Venezuela is edging closer every day to its breaking point.
A massive nationwide protest against President Nicolas Maduro is expected Wednesday. His critics are declaring that Venezuela's democracy is nearing collapse after Maduro quashed a referendum vote seeking to remove him from office.
"Only dictatorships deprive their citizens of rights," Luis Almagro, secretary general of the Organization of American States, said Saturday. "Today we are more convinced than ever of the breakdown of the democratic system."
Maduro's supporters on Sunday attempted to storm the National Assembly, which is controlled by the opposition party. Lawmakers from the opposition responded Tuesday by calling on Maduro to testify before them to determine whether he should be removed from office.
All this is happening in a year when its citizens have battled with food and medicine shortages, sky high inflation and dwindling options.

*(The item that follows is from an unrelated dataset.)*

PR #272, opened 2026-08-29
fix(activity): expose window and stable pane identities

anupamchugh:
## Summary

- add `window_index` and stable tmux `pane_id` to `ntm activity --json`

How did it get so desperate in Venezuela -- a country sitting on more oil than any other in the world?
Here are 4 reasons why it's diving deeper into crisis mode.
1. Economic crisis: three years of recession
Venezuela is in its third year of recession. Its economy is expected to contract 10% this year, according to the International Monetary Fund. The IMF forecasts Venezuela will be in recession until at least 2019.
While the economy shrinks, the price of goods is skyrocketing. This year, inflation is expected to rise 475%, according to the IMF.
Venezuela's currency has plummeted in value. Consider this: one dollar equaled 100 bolivars exactly two years ago. Today, a dollar gets you 1,262 bolivars, according to DolarToday.com, which tracks the popular, unofficial rate.
Years of excessive government spending on welfare programs, poorly managed facilities and dilapidated farms set the stage for the crisis.
2. Venezuela's broken engine: oil
Things got really bad when oil prices started to plunge in 2014. Venezuela has the world's largest oil reserves, but the problem is that oil is the only game in town. It makes up over 95% of Venezuela's revenue from its exports. If it doesn't sell oil, the country doesn't have money to spend.
Oil prices were over $100 a barrel in 2014. Today, they hover around $50 a barrel, after dropping as low as $26 earlier this year.
The problem is that Venezuela has not taken care of its cash cow -- squandering opportunities to invest in its oilfields when times were good. Because the country has neglected with the upkeep of its oil facilities, production has dropped to a 13-year low.
Venezuela's state-run oil company, PDVSA, hasn't paid the companies that help extract its oil, such as Schlumberger (. In the spring, Schlumberger and other companies dramatically reduced operations with PDVSA, citing unpaid bills. )
PDVSA warned last week that it could default on its debt if bondholders didn't accept new payment terms. On Monday, just enough investors accepted a new deal that will allow PDVSA to likely avoid default this year. However, experts say it's only delayed a default by a few months.
3. Soaring food prices & broken hospitals
Venezuela's food shortages became extremely severe this year. Venezuelans went weeks, in some cases months, without basics like milk, eggs, flour, soap and toilet paper.
Despite a crashing currency and falling oil revenue, the government continued enforcing strict price controls on goods sold in the supermarkets. It forced food importers to stop bringing in virtually everything because they would have had to sell it for a major loss.
In the first half of 2016, food imports were down by nearly 50% from the same time a year ago, according to several estimates.
Only recently has the government stopped enforcing price controls, and food has returned to supermarket shelves. However, prices are so high that few Venezuelans can afford the food.
Medicine remains in short supply too. Venezuelans hunt for penicillin and other remedies at pharmacies everywhere, often without any success. The country's public hospitals have fallen apart, causing people, even infants, to die due to the scarcity of basic medical care.
4. Running out of cash and gold
Venezuela is running out of cash quickly. It doesn't have enough money to pay its bills for too long.
The math just doesn't add up: It owes $15 billion between now and the end of 2017, while the nation's central bank only has $11.8 billion in reserves. At the same time, Venezuela's only other cash source, PDVSA, is pumping less oil and risking default.
Most of its reserves are in the form of gold. So, to make debt payments this year, Venezuela has shipped gold bars to Switzerland.
China used to bail out Venezuela and loan it billions of dollars. But even China has stopped giving its Latin American ally more cash.
Wednesday's protests are a stark reminder that Venezuela is running out of time, money and options very quickly.
"Tempers are getting hot in Venezuela," says Eric Farnsworth, vice president at Council of the Americas. "All the indicators are that the situation is deteriorating fast and it's not going to get better anytime soon."